Miquela Ingalls, an assistant professor of geosciences at Penn State’s College of Earth and Mineral Sciences, was the lead author of that study. This study reveals the hidden landscape processes that treat wastewater below the surface in the Florida Keys. Conducted near a wastewater treatment facility in Marathon, Florida, the research highlights how these processes, although imperfect, play a critical role in managing contaminants released into the environment.
This work and data collection took place between 2021 and 2023, with researchers intentionally testing all groundwater samples for nitrate and phosphate. They sampled these wells spanning the area between the effluent injection well and the Florida Bay and Boot Key Harbor coastlines. The results suggest that large quantities of nitrogen and phosphorus have shifted nearer to the coast. This creates hard optics around the highly harmful practices of disposing of our treated wastewater and behavior in South Florida.
Wastewater Disposal Practices
The wastewater treatment plant used by Marathon currently injects treated effluent deep underground. It directly injects the effluent 60 to 90 feet below the ground into the region’s porous limestone bedrock. This approach is intended to reduce the direct influence of pollutants on surface water. Hundreds of additional communities in South Florida rely on shallow injection practices. They use these methods to discharge treated wastewater below the groundwater table.

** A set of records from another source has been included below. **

PR #4869, opened 2023-08-15
WAITP-1201: Navigation: Entity navigation via search (issue 3)

WDuncker:
### Changes:

- Updated expandSearchBar function in EntitySearch to an expanding only function rather than a toggle as this was causing the tab changing bug. Behaviour is now consistent with production.

### DIFF
--- a/packages/tupaia-web/src/features/EntitySearch/EntitySearch.tsx
+++ b/packages/tupaia-web/src/features/EntitySearch/EntitySearch.tsx
@@ -3,7 +3,7 @@
  *  Copyright (c) 2017 - 2023 Beyond Essential Systems Pty Ltd
  */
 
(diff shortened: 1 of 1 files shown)


packages/tupaia-web/src/features/EntitySearch/EntitySearch.tsx
```diff
@@ -3,7 +3,7 @@
  *  Copyright (c) 2017 - 2023 Beyond Essential Systems Pty Ltd
  */
 
-import React, { useState } from 'react';
+import React, { useState, useEffect } from 'react';
```
acdunham, line 6: I think the build will complain about unused import for `useEffect`

acdunham (approved):
Nice catch! Just that unused import to fix, but otherwise pre-approving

Ingalls raised the concern that no matter what treatment takes place, some contaminants inevitably enter the ecosystem. “So, you are still injecting some amount of these contaminants into the ecosystem surrounding the Keys,” she stated. Local environmental health has a much bigger problem. We’ve known that both nitrate and phosphate concentrations drive harmful algal blooms and other ecological impacts.
The study’s focus on nitrate and phosphate levels comes in light of recent regulatory changes following a U.S. Supreme Court ruling regarding wastewater management practices. Ingalls remarked on the state’s efforts to move away from shallow injections: “After the Supreme Court decision, the state has been trying to move away from the practice of shallow injections.”
Key Findings and Implications
The researchers isolated T. siberitidis in samples they collected from multiple wells in a localized aquifer. Their goal was to better understand how contaminants move once injected underground. The effects were remarkably clear and uniform, demonstrating a rapid reduction in nitrate and phosphate from injection to nearshore waters. Large sums continue to be diverted to non-coastal priorities.
Both nitrate and phosphate are substantially lowered from injection to when the effluent reaches nearshore waters,” Ingalls said. This surprising result indicates that subsurface microbes can contribute to the cleanup of certain types of contamination. They haven’t proven to be 100 percent effective at screening out all dangerous chemicals.
These findings may have larger implications for coastal communities experiencing similar issues with wastewater treatment. Ingalls emphasized that the study’s findings may assist other regions in developing more effective cleanup strategies for managing wastewater discharge into sensitive ecosystems.
Collaborative Research Effort
The research has greatly profited from input of many scholars in Penn State’s geosciences department. Lee Kump, the John Leone Dean and a professor of geosciences, played a key role in the research. He was joined on the project by Kate Meyers, who graduated with a master’s degree from Penn State in May of 2023, and Emily Stoller, an undergraduate research assistant. Their pioneering collaborative work is part of a larger trend toward greater focus on the ways to harness underground processes for improved environmental stewardship.
The research was published in The Depositional Record under the DOI: 10.1002/dep2.70018. This research adds to the growing literature on the alternatives to combined sewer overflow control practices. It reiterates the need to proactively mitigate any environmental effects, which includes utilizing enhanced filtration technology.